Return every line in the entries below where the word "shortened" shows up.

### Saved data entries
______________________________

PR #848, opened 2016-02-06
Remove install task

tysongach:
This is an artifact left from the days before the Rails Assets Pipeline. Moving forward, this option of install will no longer be available and we'll only support Rails 3.1+, as of Bourbon 5.0

cc: @ckundo


lib/bourbon.rb
```diff
@@ -1,20 +1,6 @@
...
-          load "tasks/install.rake"
-        end
-      end
-    end
-  else
-    bourbon_path = File.expand_path("../../core", __FILE__)
-    ENV["SASS_PATH"] = [ENV["SASS_PATH"], bourbon_path].compact.join(File::PATH_SEPARATOR)
-  end
+  bourbon_path = File.expand_path("../../core", __FILE__)
+  ENV["SASS_PATH"] = [ENV["SASS_PATH"], bourbon_path].compact.join(File::PATH_SEPARATOR)
```
tysongach: Would love recommendations on how to break this up…

lib/bourbon.rb
```diff
@@ -1,20 +1,6 @@
...
-        rake_tasks do
-          load "tasks/install.rake"
-        end
-      end
-    end
-  else
-    bourbon_path = File.expand_path("../../core", __FILE__)
-    ENV["SASS_PATH"] = [ENV["SASS_PATH"], bourbon_path].compact.join(File::PATH_SEPARATOR)
-  end
+  bourbon_path = File.expand_path("../../core", __FILE__)
```
gabebw: It looks like this was in `module Bourbon` because of the Railtie. Now that it's not, I'd move it out of the module entirely, probably right after the `require`s.

lib/bourbon.rb
gabebw: This could be:

```ruby
ENV["SASS_PATH"] = File.join([ENV["SASS_PATH"], bourbon_path].compact)
```

`File.join` is the same as `.join(File::PATH_SEPARATOR)`, but looks nicer and is shorter.

lib/bourbon.rb
gabebw: In fact, this means you could remove the `module Bourbon` in this file entirely since this is the only thing in it.

tute:
> we'll only support Rails 3.1+, as of Bourbon 5.0

We could support Rails 4.2+, as others are EOL'd. If it's not hard and you'd like we can keep supporting older versions too anyway.

lib/bourbon.rb
```diff
@@ -1,20 +1,6 @@
 require "bourbon/generator"
+bourbon_path = File.expand_path("../../core", __FILE__)
```
tute: We can move this line inside of the module.

tute:
We have to fix CI. Code LGTM!

README.md
```diff
@@ -52,7 +52,7 @@ For command line help, visit our wiki page on Bourbon’s [command line interfac
 
   It’s not recommended to add or modify the Bourbon files so that you can update them easily.
```
gabebw: > It’s not recommended to add or modify the Bourbon files so that you can update them easily.

What does that mean? Is this left over from when `bourbon install` was a thing?

gabebw: Oh it is! The `bourbon install` instructions above should go away, right?

tysongach: No, because we still allow people to install the Bourbon gem to their machine, and then just use our CLI to install a local instance of Bourbon into a project. This is for people who may not be in a Rails project, or a project with npm…but maybe just a simple website with no package manager at all.

gabebw: Aha, I confused `rake bourbon:install` with `bourbon install`, which [still exists](https://github.com/thoughtbot/bourbon/blob/34fe6c7897974598ba8a8c28d5bd25f6150588cb/lib/bourbon/generator.rb#L11).

tysongach: :+1:

gabebw:
:+1:

lib/bourbon.rb
```diff
@@ -1,20 +1,3 @@
...
-          load "tasks/install.rake"
-        end
-      end
-    end
-  else
-    bourbon_path = File.expand_path("../../core", __FILE__)
-    ENV["SASS_PATH"] = [ENV["SASS_PATH"], bourbon_path].compact.join(File::PATH_SEPARATOR)
-  end
-end
+bourbon_path = File.expand_path("../../core", __FILE__)
```
tysongach: @gabebw @tute Can `"../../core"` just be `"./core"`?

gabebw: I think it cannot -- the relative path + __FILE__ wonkiness that's necessary to get an absolute path means that `./core` would probably resolve to `bourbonlib/core`, not `bourbon/core`.

PR #860, opened 2016-02-28
`contrast-switch` Updates

tysongach:
- Change `contrast-switch` argument names
  - This makes the name of the argument in line with the color it is outputting, rather than the color of the base, which didn't make sense.
- Add global settings for `contrast-switch` colors

cc: @whmii @ethangl


whmii:
During our discussions last Friday, I was wondering if this shouldn't throw an error if you try to pass a light color in the `dark-color` setting and vise versa. 

Either way, good wok. LGTM

PR #861, opened 2016-03-01
Reorganize core files

tysongach:
- ~~`support`: library set up~~ `helpers`: sort of like “constants” for the library
- `settings`: library settings
- `validators`: simple functions to validate things
- `utilities`: help build features of the core library
- `library`: core user-facing library


joshuaogle:
`settings` and `support` seem awfully similar and each have only one file. I think it would make sense to move `scale.scss` into `settings`. Other than that I like having it split up by purpose and the names look great :+1:

tysongach:
@joshuaogle Yeah, I’m not super happy with `settings` and `support`. The reason I broke them out is because `settings` _uses_ the stuff in `scales`… :confused:

joshuaogle:
@tysongach There's nothing wrong with importing the files in a specific order. Or at least, I don't see a difference between that and importing folders in a specific order. Either way is fine with me, just trying to keep it simple.

joshuaogle:
Yep, that looks better to me too. LGTM :+1:

tysongach:
Thank you, @joshuaogle!

PR #337, opened 2018-09-03
Feature abacus

lavie:


sdk/stats.js
```diff
@@ -0,0 +1,29 @@
...
+  const statsOptions = {
+    url: urljoin(statsURLBase, 'v2', 'metrics', apiKey),
+    json: true,
+    body: {
+      since,
+      until,
+    },
+  };
+  logger.debug('Fetching account usage stats', { statsOptions });
+  const metrics = await rp.get(statsOptions);
```
vogre: Please use 

    const { loggedRequest } = require('./handleError');
    await loggedRequest(opt, 'get');

This will ensure errors (like upgrade request for cli version) are translated correctly to the user.

test/test.js
```diff
@@ -92,9 +92,15 @@ function createTest(rawSubTest) {
     t.context.cleanup = rawSubTest.cleanup;
 
     const createRegTest = function createRegTest(expected) {
-      const escaped = expected.split('*').map(item => regEsc(item));
-      const finalString = `^${escaped.join('[\\s\\S]*')}$`;
-      return new RegExp(finalString);
+      const DIGIT_ESCAPE = 'ESCAPESEQUENCEDIGIT';
+      const SPACE_ESCAPE = 'ESCAPESEQUENCESPACE';
```
vogre: `SPACE_ESCAPE` more appropriate as `ANYCHAR_ESCAPE`?

lib/index.js
```diff
@@ -216,6 +218,30 @@ const logsHandler = async function logsHandler(options) {
...
 
+/**
+ * Retrieve account usage stats
+ *
+ * @param {object} options - Command line options.
+ */
+const statsHandler = async function statsHandler(options) {
+  const metrics = await stats(options.since, options.until);
+  // eslint-disable-next-line no-param-reassign
+  metrics.metrics.forEach((m) => { delete m.account; });
```
vogre: If we bring `lodash`, we can use `omit` to avoid `delete`.

metrics.metrics = metrics.metrics.map((m) => omit(m, 'account'));

lib/index.js
```diff
@@ -216,6 +218,30 @@ const logsHandler = async function logsHandler(options) {
...
+  const columns = ['function', 'metric', 'value', 'since', 'until'];
+  metrics.metrics = sortBy(metrics.metrics, columns);
+  if (options.json) {
+    logger.info(JSON.stringify(metrics));
+  } else {
+    if (metrics.metrics.length === 0) {
+      logger.info('No matching usage stats found');
```
vogre: To make linter happy can be written as one `logger.info`

        logger.info(!metrics.metrics.length ? 'No matching usage stats found' : columnify(metrics.metrics, {
          showHeaders: true,
          columns,
        }));

sdk/stats.js
```diff
@@ -0,0 +1,29 @@
...
+const { getDeployEndpoint } = require('./config');
+
+/**
+ * Retrieves account usage statistics
+ *
+ * @param {string} apiKey - Binaris API key
+ * @param {Date} since - All stats since the date-time
+ * @param {Date} until - All stats until the date-time
+ */
+const stats = async function stats(apiKey, since, until) { // eslint-disable-line consistent-return,max-len
```
vogre: Micro-style comment: the `// eslint-disable-line` seems obsolete.

Also could be written as `async function stats` without `const stats =` to avoid `Foo foo` repetition.

lib/index.js
vogre: As a convention, `delete` implies some mutable state, e.g. using an object as a hash, and here we are discarding the metrics as soon as they are printed.

In this case it's simple to understand the intention from the code, it may only be confusing in the future.

PR #338, opened 2018-09-04
Feature enforce versioning

rylandg:
Tested manually. As you can see causes no real API changes.

### DIFF
--- a/lib/deploy.js
+++ b/lib/deploy.js
@@ -49,11 +49,8 @@ const deployCLI = async function deployCLI(funcName, funcPath, funcConf) {
     },
   });
   const apiKey = await getAPIKey();
-  const { advice } = await deploy(funcName, apiKey, funcConf, funcTarPath);
-  return {
-    advice,
-    body: urljoin(`https://${getInvokeEndpoint()}`, 'v1', 'run', apiKey, funcName),
-  };
+  await deploy(funcName, apiKey, funcConf, funcTarPath);
+  return urljoin(`https://${getInvokeEndpoint()}`, 'v1', 'run', apiKey, funcName);
 };
 
 module.exports = deployCLI;
--- a/lib/deploy.js
+++ b/lib/deploy.js
@@ -49,8 +49,11 @@ const deployCLI = async function deployCLI(funcName, funcPath, funcConf) {
     },
   });
   const apiKey = await getAPIKey();
-  await deploy(funcName, apiKey, funcConf, funcTarPath);
-  return urljoin(`https://${getInvokeEndpoint()}`, 'v1', 'run', apiKey, funcName);
+  const { advice } = await deploy(funcName, apiKey, funcConf, funcTarPath);
+  return {
+    advice,
+    body: urljoin(`https://${getInvokeEndpoint()}`, 'v1', 'run', apiKey, funcName),
+  };
 };
 
 module.exports = deployCLI;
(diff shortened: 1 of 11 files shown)


sdk/deploy.js
```diff
@@ -22,6 +22,7 @@ const deployCode = async function deployCode(deployURLBase, apiKey, tarPath) {
     headers: {
       'Content-Type': 'application/gzip',
       'X-Binaris-Api-Key': apiKey,
+      'X-Binaris-CLI-Version': version,
```
michaeladda: isn't this the sdk version?

lib/deploy.js
```diff
@@ -49,8 +49,11 @@ const deployCLI = async function deployCLI(funcName, funcPath, funcConf) {
     },
   });
   const apiKey = await getAPIKey();
-  await deploy(funcName, apiKey, funcConf, funcTarPath);
-  return urljoin(`https://${getInvokeEndpoint()}`, 'v1', 'run', apiKey, funcName);
+  const { advice } = await deploy(funcName, apiKey, funcConf, funcTarPath);
```
michaeladda: why is this only part of deploy? what about remove, log, list?
If this is deploy only feature, no need to print from common `exceptionWrapper`.
If it isn't then why aren't other commands do so too?

rylandg: The other commands have been updated since I submitted this patch. I'm trying to keep this granular and agile. Once I make the same updates to `picard` etc as I did to `spice` I'll make the same changes to other SDK/CLI commands.

sdk/deploy.js
rylandg: I'll change it to `X-Binaris-Client-Version`.

bergundy: I'd add the header in `loggedRequest`, simply check if `headers` are passed in and add the version header to the ones passed in. (see comment below)

sdk/handleError.js
```diff
@@ -23,14 +25,20 @@ function validateResponse(response) {
...
+    advice: get(response, 'headers.advice'),
+  };
 }
 
 async function loggedRequest(options, type = 'post') {
   const response = await rp[type]({
     json: true,
     simple: false,
     resolveWithFullResponse: true,
+    headers: {
```
bergundy:
```js
const { headers } = options;
```
...
```js
headers: { ...(headers || {}), 'X-binaris-CLI-Version': version },
```

bergundy:
Closes #348

rylandg:
I've removed the advice portion (for now) and changed the header to be `X-Binaris-Client-Version`

sdk/handleError.js
```diff
@@ -32,6 +34,10 @@ async function loggedRequest(options, type = 'post') {
     simple: false,
     resolveWithFullResponse: true,
     ...options,
+    headers: {
+      ...(options.headers || {}),
+      'X-binaris-Client-Version': version,
```
vogre: Headers are case insensitive, but `X-binaris-Client` looks asymmetrical.

rylandg: My bad, nice catch.

rylandg:
@vogre please look again.

vogre:
LGTM, @michaeladda WDYT?

rylandg:
@michaeladda I already made the change Roey requested.

michaeladda:
a little too late now but package version should have been bumped, and a new cli should be published after this.

Issue #336, opened 2018-08-26
commands fail silently because of bad api key


lavie:
If a non-existing API key is used for commands, often the result is just a seemingly healthy response that looks empty.

e.g.
`bn logs`, `bn list` - if the API key does not exist the result is just an empty printout. No word to the user about the api key problem.

rylandg:
First portion fixed here https://github.com/binaris/binaris/pull/339

rylandg:
Surprisingly the rest of this issue `bn logs` is actually due to a backend issue with authentication.

vogre:
`bn logs` returns errors now.

PR #339, opened 2018-09-06
Use `loggedRequest` for list

rylandg:
This should fix the `list` portion of the issue described here https://github.com/binaris/binaris/issues/336. Unfortunately our setup for logging is more complex so that change will arrive separately.

### DIFF
--- a/package.json
+++ b/package.json
@@ -1,6 +1,6 @@
 {
   "name": "binaris",
-  "version": "5.3.0",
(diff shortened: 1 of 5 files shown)


rylandg:
Change done. I agree about the other areas getting "Error" prefix although this is handled inherently by `handleError.js`. I still need to work with `bn logs` because it uses a much more complicated request format.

______________________________

### Exercise answer
(diff shortened: 1 of 11 files shown)
(diff shortened: 1 of 5 files shown)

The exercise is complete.